特色は、やはりアニメでしか表現しえない作品になっているところ。それも登場人物が妖怪のたぐいを見たり、風景が北斎風の背景に変わるといった、絵と現を行き来する演出だけではない。盲目の妹が感じる世界を表現しえたのは、手で描かれた絵の誇張があってこそ。
特に雪が崩れる場面が出色だ。漫画では動きを描けず、実写では見えるように撮影できず、3DCGではつくりものに見えてしまうだろう。セルアニメらしく塗りわけた影と、日本のアニメが進化させてきたリアルな動きが、ささやかな自然の手触りを見事に写しとった。


手触りある自然と、生き生きとした江戸を描こうとしたためだろうか。この作品は原恵一監督作品では珍しく、作画アニメのおもむきがある。
もちろん3DCGも各所で活用されているが、見せ場につかうのは、手描き背景を立体的に動かす補佐としてだけ。最近では珍しく群衆の多くを手描きで作画し、ひとりひとり異なる芝居をつけ、それぞれの人格と人生を感じさせる。
CGで質感を出しつつ手描きで波紋を描いた水面の美しさ、江戸の華たる火事で崩れゆく家、それぞれ絵師たる主人公が見ようと思うだけの情景をつくりあげている。

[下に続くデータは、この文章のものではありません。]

PR #3618, opened 2024-03-10
Enable PROXY procotol for proxy hosts and streams

snordmann:
As I see not too much progress in https://github.com/NginxProxyManager/nginx-proxy-manager/pull/3537, I decided to copy most of the code and (try to) fix the tests.
In this PR I also included the code necessary to enable the PROXY protocol for Streams.

Thank you @jwklijnsma for the previous work

PR #4105, opened 2024-10-23
Add support for proxy_protocol in proxy_hosts and streams

### LINKED ISSUE #1114: Support for PROXY Protocol
Is it possible to accept PROXY Protocol traffic from within the UI? 
If I go in and manually edit the files it works, but requesting certs resets the files so it's not really a viable alternative.

https://docs.nginx.com/nginx/admin-guide/load-balancer/using-proxy-protocol/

そして終盤の、フィクションでしか描けない家族の風景。思いをこめて駆け出す主人公、その姿を映すカメラワークは、硬く計算された3DCGではなく、つかいまわさず力をこめた手描きの背景動画がもちいられている。


技術をもって自立した女性を、江戸時代を舞台にして描いた物語も、原作のとおりだとしても素直に良かった。ゆるやかな日々をつみかさねるばかりで、どこにも意外な展開はないのだが、最後まで飽きることなく見ていられた。
芸術の位置づけについては、それに人生をささげるという類型ではなく、つたない人生であっても芸術に反映されていくというもの。完全な家族だけを賞揚するのではなく、不完全な人生でも肯定しようとする。だから江戸時代の光を中心にしながら、影があることを示唆できて、その影に住まざるをえない人々を否定もしない。